- _RECORDS TO USE_:
####
PR #60, opened 2018-02-22
WIP: add support for parsing stringref

tailhook:
Hi,

My intention is to support [stringref](http://cbor.schmorp.de/stringref) spec for cbor. The basic idea of the spec is to reference duplicate strings instead of copying them many times. It has two tags:

1. Start the namespace (start counting strings from zero) tag 256
2. Reference a string tag 25

As the spec says, this functionality must specifically be supported by encoder/decoder because you need to enumerate every non-tagged string in the right order to be able to refer to it later.

Currently, this PR implements a very minimal (and not fully compliant) decoder just to show the impact on the codebase of the crate. The functionality is entirely disabled (only empty vec is initialized) until the tag 256 appears so I believe it doesn't affect performance.

While currently this spec is not widely supported the tag numbers are reserved by IANA so will not conflict with anything. And I hope to promote and increase adoption of this spec by other implementations too.

What do you think? Will this functionality be accepted into serde_cbor?


tailhook:
Well, I'm going to defer this work. Several use-cases I've tested are better compressed by gzip. So I'm closing this PR until a good use case could be found.

PR #66, opened 2018-05-10
implement from_value() to convert Value to any type implementing Deserialize

astraw:
Hi, this implements `fn from_value<T: DeserializeOwned>(value: Value) -> Result<T, Error>` which takes a `serde_cbor::Value` and converts it to type `T`. This is much like the equivalent function in serde_json.

The implementation is very simple but also suboptimal - it serializes `serde_cbor::Value` and then deserializes into type `T`. I thought I would propose this implementation as a start, because I did not dig in enough to check if there was already substantial machinery in place to perform this conversion directly or if an implementation of `serde::de::Deserializer` for `serde_cbor::Value` would need to be written from scratch so that `T::deserialize(value)` would directly work.

### DIFF
--- a/src/lib.rs
+++ b/src/lib.rs
@@ -144,4 +144,4 @@ pub use de::{from_slice, from_reader, Deserializer};
 #[doc(inline)]
 pub use ser::{to_writer, to_vec, Serializer};
 #[doc(inline)]
-pub use value::{Value, ObjectKey, to_value};
+pub use value::{Value, ObjectKey, to_value, from_value};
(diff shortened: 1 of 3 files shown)


sfackler:
Seems reasonable to me. I'd look into what serde_json does to implement its version of this method. If there was existing machinery, it'd probably use it.

astraw:
serde_json uses `T::deserialize(value)`, but this depends on `serde::de::Deserializer` being implemented for `serde_json::Value`. Since `serde::de::Deserializer` is a somewhat big trait, the implementation required is non-trivial (unless it already more-or-less exists in the serde_cbor code base, which is what I did not dig in enough to find).

astraw:
Great, thanks.

PR #75, opened 2018-10-06
Don't pass Visitor to parse_indefinite_{bytes,str}

bytwise:
It was used to create a `V::Value`. Because that was the last thing the
methods did, we can move the creation to the call sites instead.
Before this change, Rustc would compile a new version of these methods
for each `Visitor`.

This should improve compile times of crates using `serde_cbor`.

### DIFF
--- a/src/de.rs
+++ b/src/de.rs
@@ -191,10 +191,7 @@ where
         }
     }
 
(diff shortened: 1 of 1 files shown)


sfackler:
Thanks!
####
- _EXERCISE BRIEF_: Copy all the entries verbatim.

- _SOLUTION TO THE EXERCISE_:
PR #60, opened 2018-02-22
WIP: add support for parsing stringref

tailhook:
Hi,

My intention is to support [stringref](http://cbor.schmorp.de/stringref) spec for cbor. The basic idea of the spec is to reference duplicate strings instead of copying them many times. It has two tags:

1. Start the namespace (start counting strings from zero) tag 256
2. Reference a string tag 25

As the spec says, this functionality must specifically be supported by encoder/decoder because you need to enumerate every non-tagged string in the right order to be able to refer to it later.

Currently, this PR implements a very minimal (and not fully compliant) decoder just to show the impact on the codebase of the crate. The functionality is entirely disabled (only empty vec is initialized) until the tag 256 appears so I believe it doesn't affect performance.

While currently this spec is not widely supported the tag numbers are reserved by IANA so will not conflict with anything. And I hope to promote and increase adoption of this spec by other implementations too.

What do you think? Will this functionality be accepted into serde_cbor?


tailhook:
Well, I'm going to defer this work. Several use-cases I've tested are better compressed by gzip. So I'm closing this PR until a good use case could be found.

PR #66, opened 2018-05-10
implement from_value() to convert Value to any type implementing Deserialize

astraw:
Hi, this implements `fn from_value<T: DeserializeOwned>(value: Value) -> Result<T, Error>` which takes a `serde_cbor::Value` and converts it to type `T`. This is much like the equivalent function in serde_json.

The implementation is very simple but also suboptimal - it serializes `serde_cbor::Value` and then deserializes into type `T`. I thought I would propose this implementation as a start, because I did not dig in enough to check if there was already substantial machinery in place to perform this conversion directly or if an implementation of `serde::de::Deserializer` for `serde_cbor::Value` would need to be written from scratch so that `T::deserialize(value)` would directly work.

### DIFF
--- a/src/lib.rs
+++ b/src/lib.rs
@@ -144,4 +144,4 @@ pub use de::{from_slice, from_reader, Deserializer};
 #[doc(inline)]
 pub use ser::{to_writer, to_vec, Serializer};
 #[doc(inline)]
-pub use value::{Value, ObjectKey, to_value};
+pub use value::{Value, ObjectKey, to_value, from_value};
(diff shortened: 1 of 3 files shown)


sfackler:
Seems reasonable to me. I'd look into what serde_json does to implement its version of this method. If there was existing machinery, it'd probably use it.

astraw:
serde_json uses `T::deserialize(value)`, but this depends on `serde::de::Deserializer` being implemented for `serde_json::Value`. Since `serde::de::Deserializer` is a somewhat big trait, the implementation required is non-trivial (unless it already more-or-less exists in the serde_cbor code base, which is what I did not dig in enough to find).

astraw:
Great, thanks.

PR #75, opened 2018-10-06
Don't pass Visitor to parse_indefinite_{bytes,str}

bytwise:
It was used to create a `V::Value`. Because that was the last thing the
methods did, we can move the creation to the call sites instead.
Before this change, Rustc would compile a new version of these methods
for each `Visitor`.

This should improve compile times of crates using `serde_cbor`.

### DIFF
--- a/src/de.rs
+++ b/src/de.rs
@@ -191,10 +191,7 @@ where
         }
     }
 
(diff shortened: 1 of 1 files shown)


sfackler:
Thanks!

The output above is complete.